Conversely, if I import the same image directly into Photoshop or Lightroom, the metadata will display the correct focal length, but will not display the lens information; Lightroom reports this only as "unknown lens," and in Photoshop the aux:Lens field is missing completely.

For now, I will use the old version of DNG Converter as a workaround, but this is inconvenient, and really should be fixed.

This topic has been closed for replies.

142 replies

johnrellis
Genius
May 1, 2016
"saving metadata, running Exiftool, then rereading metadata". 

Oops, running Exiftool isn't necessary in this case.  
johnrellis
Genius
May 1, 2016
"Is this something you can make a plug-in do?"

The only way a plugin could do it is by saving metadata, running Exiftool, then rereading metadata (i.e. automating the manual recipe).   A plugin can't avoid saving and re-reading metadata, since the LR SDK doesn't provide plugins with the ability to directly change EXIF fields.
ssprengel
Inspiring
May 1, 2016
John, is this something you can make a plug-in do?
johnrellis
Genius
May 1, 2016
Good, thanks.
Inspiring
May 1, 2016
No worries... I basically have my photos in various stages of taste or desire when it comes to edits. Having to commit them blindly is not something that would work for me. I may go to an image and decide the settings are not worth it and want to go back to another state or reset completely. I know I can always reset completely but I want my settings to be untouched by the program until I want to change them. I feel that pulling Lens Data can be done automatically by Adobe without anything done by the user to the images or otherwise 😉 
johnrellis
Genius
May 1, 2016
"decide if a photo is worthy of saving MetaData/Changes"

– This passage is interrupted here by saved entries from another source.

PR #1430, opened 2017-10-03
[WIP] remove clone links

yeli-buonya:
removed 'clone' links from:

/views/survey_assignments/_survey.html.haml

and

/views/rapidfire/question_groups/_question_group.html.haml

Todos:

update routes.rb
survey_controller.rb
any other code associated with cloning

### DIFF
--- a/app/views/rapidfire/question_groups/_question_group.html.haml
+++ b/app/views/rapidfire/question_groups/_question_group.html.haml
@@ -19,6 +19,8 @@
   .survey__admin-row__col.survey__admin-row__col--actions
     .course-list__col
       = link_to "Edit", edit_question_group_path(question_group)
+    .course-list__col
+      = link_to "Clone", "/surveys/question_group/clone/#{question_group.id}", method: :post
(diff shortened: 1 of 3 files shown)


app/views/rapidfire/question_groups/_question_group.html.haml
```diff
@@ -19,8 +19,6 @@
   .survey__admin-row__col.survey__admin-row__col--actions
     .course-list__col
       = link_to "Edit", edit_question_group_path(question_group)
-    .course-list__col
```
ragesoss: This is the cloning link for a QuestionGroup, not a Survey. This should be kept.

yeli-buonya: Okay, thanks for the update, let me correct that right away

ragesoss:
@yeli-buonya you can check the CI build to see what tests failed. In this case, I think just `survey_admin_spec` is all that was affected.

ragesoss:
Done with #1458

Manny, can you provide some more details about why it's important to decide whether the photo should have its metadata saved or not?  I'm not questioning your workflow, but it's not readily apparent what you mean by "worthy of saving metadata".   More details about why that matters could make it more likely you'll influence Adobe.   (I can make guesses, but that wouldn't be very productive.)  Thanks.
Inspiring
May 1, 2016
Yeah, I had done that already but it still is a bit hacky (word?) and does not allow me to decide if a photo is worthy of saving MetaData/Changes or not 😞 I want Adobe to simply fix it by just pulling Lens data on its own automatically and without user intervention... 🙂 

Thanks for your tips 🙂 
Victoria Bampton LR Queen
Community Expert
Community Expert
May 1, 2016
You can filter for the affected files - scroll down a bit here for step by step: http://www.lightroomqueen.com/whats-new-in-lightroom-cc-2015-5-1-and-lightroom-6-5-1/
Victoria - The Lightroom Queen
Inspiring
May 1, 2016
Any way to do it across the catalog easily and non-destructively? I don't have time to go through each file and do this, even doing multiple files is dangerous because I have different decisions to make on Metadata and Develop Settings to each image in a catalog 😞 
Participating Frequently
April 29, 2016
How so?  Simple - if it detects "unknown lens" try to reimport. If the data isn't available return unknown just as before.  If it is there import with the correct data.

I'm not really a programmer but it seems simple to do.